Переписка между мужем и женой в эти дни не похожа на переписку любящих родителей, имеющих четырехнедельного ребенка. Софья Андреевна как-то робко сообщает мужу о неудачах с кормлением, о своих тревогах по поводу недостатка молока, о кормилице; Лев Николаевич также осторожно касается этих вопросов, успокаивает жену, готов идти на уступки и воспользоваться «медицинскими усовершенствованиями». Но нет непосредственной близости, нет больше той общей радости, общих тревог, которые они испытывали при появлении первых детей. Слишком много пережито за последние годы, и ничто уже не в силах объединить. Каждый по-прежнему остается в кругу своих интересов, Лев Николаевич находит возможным быть вдалеке от семьи, и рождение ребенка, на этот раз как будто желанного и для матери и для отца, представляется чем-то ненужным и даже лишним.

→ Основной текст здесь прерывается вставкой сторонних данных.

PR #506, opened 2021-03-26
Feature primary auth method

randallmorey:
### Background

Support for a **primary** auth method is coming soon as part of OIDC.  With primary support, only one auth method per scope will auto-vivify users.  While today all auth methods auto-vivify, in the future it's possible for _none_ to, which could lead to login failures.  It's important for users to understand the impact of the primary auth method and to elect one if needed.

### Implementation

Users may specify a primary auth method via the auth method form under "Manage".  A primary auth method may be removed as primary in the same dropdown.  When no primary is detected for the scope, a warning is issued to users of admin UI.  Lastly, the primary auth method is presented first at authentication time.

This feature is disabled by a feature flag until API support is released.  To test locally, enable the feature flag in `config/environment.js` and start the admin UI with mocks enabled.

Screenshot 2021-03-30 at 10 41 41
Screenshot 2021-03-30 at 10 42 09
Screenshot 2021-03-30 at 10 41 57

Screenshot 2021-03-29 at 18 48 34
Screenshot 2021-03-29 at 18 48 30
Screenshot 2021-03-29 at 16 54 27
Screenshot 2021-03-29 at 16 54 41
Screenshot 2021-03-29 at 16 54 17

### DIFF
--- a/addons/api/tests/unit/serializers/auth-method-test.js
+++ b/addons/api/tests/unit/serializers/auth-method-test.js
@@ -1,0 +1,66 @@
+import { module, test } from 'qunit';
+import { setupTest } from 'ember-qunit';
+
+module('Unit | Serializer | auth method', function (hooks) {
+  setupTest(hooks);
+
+  // Replace this with your real tests.
+  test('it exists', function (assert) {
+    let store = this.owner.lookup('service:store');
+    let serializer = store.serializerFor('auth-method');
+
+    assert.ok(serializer);
+  });
+
+  test('it serializes records', function (assert) {
+    let store = this.owner.lookup('service:store');
+    let record = store.createRecord('auth-method', {});
+
+    let serializedRecord = record.serialize();
+
+    assert.ok(serializedRecord);
+  });
+
+  test('it sorts primary first in normalizeArrayResponse', function (assert) {
+    assert.expect(2);
+    const store = this.owner.lookup('service:store');
+    const serializer = store.serializerFor('auth-method');
+    const modelClass = store.createRecord('auth-method').constructor;
+    const payload = {
+      items: [{ id: 1 }, { id: 2, primary: true }, { id: 3 }],
+    };
+    const normalizedArray = serializer.normalizeArrayResponse(
+      store,
+      modelClass,
+      payload
+    );
+    assert.ok(payload.items[1].primary, 'Second payload item is primary');
+    assert.deepEqual(
+      normalizedArray,
+      {
+        included: [],
+        data: [
+          {
+            id: '2',
+            type: 'auth-method',
+            attributes: { primary: true },
+            relationships: {},
+          },
+          {
+            id: '1',
+            type: 'auth-method',
+            attributes: {},
+            relationships: {},
+          },
+          {
+            id: '3',
+            type: 'auth-method',
+            attributes: {},
+            relationships: {},
+          },
+        ],
+      },
+      'First normalized itme is primary'
+    );
+  });
+});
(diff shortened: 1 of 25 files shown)


ui/admin/app/controllers/scopes/scope/auth-methods/index.js
```diff
@@ -0,0 +1,13 @@
...
+
+export default class ScopesScopeAuthMethodsIndexController extends Controller {
+  // =attributes
+
+  /**
+   * True if the current scope has a primary auth method set.
+   * @type {boolean}
+   */
+  get hasPrimaryAuthMethod() {
+    return this.scopeModel.primary_auth_method_id;
```
randallmorey, line 11: Hmm this actually needs to be wrapped in `Boolean()` to become a boolean.

mochanghc:
Some thoughts on the text for the confirmation dialog. It isn't clear as to why a user shouldn't remove the primary auth method or add one in the messaging. We could rephrase to


1)
! Remove primary auth method?
------------------------------------------
Scopes without a primary auth method can lead to login failures. Learn more
[Remove primary auth method] [Cancel]

2)
Do we need to confirm choosing a different primary auth method? I do not know how problematic this could be if someone chose the wrong auth method and needed to revert, etc. Minor problem? Major problem? 

3)
I don't know what auto-vivify means in this context. Could we change to something more understandable, more around the effect of not choosing a primary scope?

! Recommendation: Select a primary auth method
------------------------------------
Scopes without a primary auth method can lead to login failures. Learn more
[Select primary auth method]

ui/admin/app/templates/scopes/scope/auth-methods/auth-method/-header.hbs
```diff
@@ -1,5 +1,14 @@
 <h2>
   {{t "resources.auth-method.title"}}
+  {{#if (feature-flag 'primary-auth-method')}}
+    {{#if @model.isPrimary}}
+      &nbsp;
+      <Rose::Badge @style="success-outline" @size="">
```
gsusmi, line 6: Can default size be used instead of nullifying it?

ui/admin/config/environment.js
```diff
@@ -83,6 +83,10 @@ module.exports = function (environment) {
     'ember-cli-mirage': {
       directory: '../../addons/api/mirage',
     },
+
+    featureFlags: {
+      'primary-auth-method': false,
+    },
```
gsusmi, line 89: Wondering if we should introduce feature flags in dev mode first and then move them upto production to avoid enabling them in prod by accident. Thoughts?

ui/admin/tests/acceptance/auth-methods-test.js
```diff
@@ -10,6 +10,7 @@ import {
   //   //currentSession,
   //   //invalidateSession,
 } from 'ember-simple-auth/test-support';
+import { enableFeature } from 'ember-feature-flags/test-support';
```
gsusmi, line 13: Love the test support for feature flags!

addons/api/tests/unit/serializers/auth-method-test.js
```diff
@@ -0,0 +1,66 @@
...
+          },
+          {
+            id: '3',
+            type: 'auth-method',
+            attributes: {},
+            relationships: {},
+          },
+        ],
+      },
+      'First normalized itme is primary'
```
gsusmi, line 63: `item` typo.

gsusmi (approved):
Looks great! Couple of minor notes, nothing to block PR merge.

PR #516, opened 2021-04-02
Add static auth callback pages to admin UI for notifying success or error.

randallmorey:
`/authentication-complete`
`/authentication-error`

Screenshot 2021-04-02 at 16 01 15
Screenshot 2021-04-02 at 16 01 03

### DIFF
--- a/addons/core/translations/en-us.yaml
+++ b/addons/core/translations/en-us.yaml
@@ -2,13 +2,13 @@ auth:
   titles:
     no-scopes: No Scopes Available
     flow-success: Successful authentication
-    flow-error: Could not authenticate to provider
+    flow-error: Could not authenticate
   descriptions:
     no-scopes: No scopes were found.  To authenticate, ask your administrator to create an scope and grant you access.
     choose-org: Choose a scope to authenticate.
     authenticating-with-org: "You are authenticating with {name}."
     flow-success: You've successfully authenticated.  You may now close this window and return to the client.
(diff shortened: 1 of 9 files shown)


addons/core/translations/en-us.yaml
```diff
@@ -1,10 +1,14 @@
 auth:
   titles:
     no-scopes: No Scopes Available
+    flow-success: Successful authentication
+    flow-error: Could not authenticate to provider
```
gsusmi, line 5: Could we eliminate `provider`? As we are using `authentication` instead of identifying oidc or provider in this route, we could simplify this:
> Could not authenticate ~~to provider~~
> Something went wrong while authenticating ~~with the provider~~.  Please close this window and try again.  If the problem persists, notify your administrator.

gsusmi (approved):
LGTM! Ty! Minor note about using `provider` in message.

addons/core/translations/en-us.yaml
jimlambrt: +1 vote on @gsusmi suggestions.  Most users will have no context to understand what a provider is.

jimlambrt (approved):
ty!

addons/core/translations/en-us.yaml
randallmorey: Good point!  I even intentionally made the translation keys generic in anticipation of (get excited) SAML.  And yet the content is not quite generic.  Will update.

PR #518, opened 2021-04-08
Style auth form

randallmorey:
This PR introduces a new component `Rose::Frame`, which is applied to the admin auth form per latest designs.

Screenshot 2021-04-07 at 11 55 11


gsusmi (approved):
LGTM. Ty!

PR #519, opened 2021-04-08
fix: 🐛 silently drop trailing slashes from origin input - ICU-1293

randallmorey:
This resolves an issue where Boundary Desktop may generate API endpoint URLs with double slashes if the origin includes a trailing slash.  The solution is to silently drop trailing slashes  should the user include them.  This ensures users may enter origins with or without a trailing slashes and Boundary Desktop will still work as expected.


gsusmi (approved):
Ty!

PR #525, opened 2021-04-13
fix: Trim origin url in desktop

gsusmi:


ui/desktop/app/services/origin.js
```diff
@@ -66,7 +66,8 @@ export default class OriginService extends Service {
       // Silently drop trailing slashes if present.
       // This is important since API paths that will be appended to the origin
       // will include preceeding slashes already.
-      origin = origin.replace(/\/*$/, '');
+      // Trim whitespaces around origin.
+      origin = origin.replace(/\/*$/, '').trim();
```
randallmorey, line 70: We may want to trim first, before removing slashes.  It's common for whitespace to appear at the beginning or end of the string.  The regex is looking for slashes at the immediate end, meaning that if there is whitespace at the end `foobar//    `, the slashes would remain and then the whitespace removed, resulting in `foobar//`.  The result we want is `foobar`.

randallmorey (changes requested):

ui/desktop/app/services/origin.js
gsusmi: 👍 Good catch. Updated

PR #532, opened 2021-04-14
fix: Check for update archive before prompting download

gsusmi:


gsusmi:
Update: Refactor out suppressing dialog prompt from function that shows it.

Но Софья Андреевна не может простить мужу своего душевного одиночества и его ухода от семьи к чужим людям. В минуту усталости она упрекает его. «Пожалуйста, когда я извещу о приезде, – пишет она Льву Николаевичу, перед отъездом на лето в Ясную, – пришлите нам то, что я прошу, а именно: карету – лошади наемные, коляску и подводу парой – лошади свои. Знаю, как ты на все просьбы эти смотришь недоброжелательно, но я уж так избаловалась, а, главное, мои нервы от старости так расстроены, что мне не до идей. Предоставляю их разным шалым и праздным людям, а мне некогда… Как подумаю о Ясной Поляне, о разгроме, произведенном разными посетителями и жителями, и о грязи, внесенной всеми ими, то и ехать не хочется. Не скоро приведешь все это хоть в возможный вид».